**Exercise goal:** Reproduce the entries exactly. Omit none of them.

#### Information

PR #1464, opened 2023-04-29
Add -map-threads parameter support + 510 backwards compatibility and testing

### LINKED ISSUE #1458: Add support for upcoming -map-threads parameter
DreamDaemon launch parameter when not validating.

Cyberboss:
:cl:
Windows firewall rule names for DreamDaemon now include the BYOND version number.
Fix priority topic sends not being able to be interrupted.
/:cl:

:cl: HTTP API
Added the `mapThreads` field to the DreamDaemon model. This can be set to 0 to use the default value or a higher number to be added to DreamDaemon command lines. Only applies to supported BYOND versions.
Added DreamDaemon right 524288 for changing the `mapThreads` field.
/:cl:

Also preliminary DMAPI changes for BYOND backwards compatibility, but running into issues I need to narrow down.

Merge with `[APIDeploy][NugetDeploy]`

Closes #1458


src/Tgstation.Server.Host/Components/Byond/ByondInstallation.cs
```diff
@@ -18,6 +18,9 @@ sealed class ByondInstallation : IByondInstallation
 		/// <inheritdoc />
 		public bool SupportsCli { get; }
 
+		/// <inheritdoc />
+		public bool SupportsMapThreads => Version.Major >= 515 && Version.Minor >= 1605;
```
Cyberboss, line 22: The magic number that may or may not go up

tests/Tgstation.Server.Tests/Live/Instance/ByondTest.cs
```diff
@@ -24,7 +24,7 @@ namespace Tgstation.Server.Tests.Live.Instance
 {
 	sealed class ByondTest : JobsRequiredTest
 	{
-		public static readonly Version TestVersion = new(514, 1588);
+		public static readonly Version TestVersion = new(515, 1605);
```
Cyberboss, line 27: Changing version under test to a newer one with this too

Cyberboss (commented):
Tests will fail until map threads is released

src/Tgstation.Server.Host/Components/Byond/ByondInstallerBase.cs
```diff
@@ -18,6 +18,11 @@ abstract class ByondInstallerBase : IByondInstaller
 		/// </summary>
 		const string CacheDirectoryName = "cache";
 
+		/// <summary>
+		/// The first <see cref="Version"/> of BYOND that supports the '-map-threads' parameter on DreamDaemon.
+		/// </summary>
+		public static Version MapThreadsVersion => new (515, 1605);
```
Cyberboss, line 24: The magic number. I noticed Lummox put out 1605 bins already and they don't have -map-threads so this is subject to change.

MrStonedOne: and again

Cyberboss: Lummox said 1609

Cyberboss:
Need to bisect the version where the BYOND linux bug is fixed

PR #1484, opened 2023-05-04
Test the Basic watchdog and Debug mode on Linux

Cyberboss:
Quadruples the amount of Linux Live tests but that's fine since they mostly work now


Cyberboss:
TODO: Test SqlServer on Linux and the other DBs on Windows

PR #1494, opened 2023-05-21
Nightlies

Cyberboss:
Add midnight UTC scheduled CI. Has to be on the default branch, currently dev.


.github/workflows/ci-suite.yml
```diff
@@ -1,6 +1,8 @@
 name: 'CI'
 
 on:
+  schedule:
+    - cron: 0 0 * * *
```
AffectedArc07, line 5: Schedule this for 23:00

CRON runs at 00:00 are so backlogged ours end up completing at 01:30.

########

**Written answer:**
PR #1464, opened 2023-04-29
Add -map-threads parameter support + 510 backwards compatibility and testing

### LINKED ISSUE #1458: Add support for upcoming -map-threads parameter
DreamDaemon launch parameter when not validating.

Cyberboss:
:cl:
Windows firewall rule names for DreamDaemon now include the BYOND version number.
Fix priority topic sends not being able to be interrupted.
/:cl:

:cl: HTTP API
Added the `mapThreads` field to the DreamDaemon model. This can be set to 0 to use the default value or a higher number to be added to DreamDaemon command lines. Only applies to supported BYOND versions.
Added DreamDaemon right 524288 for changing the `mapThreads` field.
/:cl:

Also preliminary DMAPI changes for BYOND backwards compatibility, but running into issues I need to narrow down.

Merge with `[APIDeploy][NugetDeploy]`

Closes #1458


src/Tgstation.Server.Host/Components/Byond/ByondInstallation.cs
```diff
@@ -18,6 +18,9 @@ sealed class ByondInstallation : IByondInstallation
 		/// <inheritdoc />
 		public bool SupportsCli { get; }
 
+		/// <inheritdoc />
+		public bool SupportsMapThreads => Version.Major >= 515 && Version.Minor >= 1605;
```
Cyberboss, line 22: The magic number that may or may not go up

tests/Tgstation.Server.Tests/Live/Instance/ByondTest.cs
```diff
@@ -24,7 +24,7 @@ namespace Tgstation.Server.Tests.Live.Instance
 {
 	sealed class ByondTest : JobsRequiredTest
 	{
-		public static readonly Version TestVersion = new(514, 1588);
+		public static readonly Version TestVersion = new(515, 1605);
```
Cyberboss, line 27: Changing version under test to a newer one with this too

Cyberboss (commented):
Tests will fail until map threads is released

src/Tgstation.Server.Host/Components/Byond/ByondInstallerBase.cs
```diff
@@ -18,6 +18,11 @@ abstract class ByondInstallerBase : IByondInstaller
 		/// </summary>
 		const string CacheDirectoryName = "cache";
 
+		/// <summary>
+		/// The first <see cref="Version"/> of BYOND that supports the '-map-threads' parameter on DreamDaemon.
+		/// </summary>
+		public static Version MapThreadsVersion => new (515, 1605);
```
Cyberboss, line 24: The magic number. I noticed Lummox put out 1605 bins already and they don't have -map-threads so this is subject to change.

MrStonedOne: and again

Cyberboss: Lummox said 1609

Cyberboss:
Need to bisect the version where the BYOND linux bug is fixed

PR #1484, opened 2023-05-04
Test the Basic watchdog and Debug mode on Linux

Cyberboss:
Quadruples the amount of Linux Live tests but that's fine since they mostly work now


Cyberboss:
TODO: Test SqlServer on Linux and the other DBs on Windows

PR #1494, opened 2023-05-21
Nightlies

Cyberboss:
Add midnight UTC scheduled CI. Has to be on the default branch, currently dev.


.github/workflows/ci-suite.yml
```diff
@@ -1,6 +1,8 @@
 name: 'CI'
 
 on:
+  schedule:
+    - cron: 0 0 * * *
```
AffectedArc07, line 5: Schedule this for 23:00

CRON runs at 00:00 are so backlogged ours end up completing at 01:30.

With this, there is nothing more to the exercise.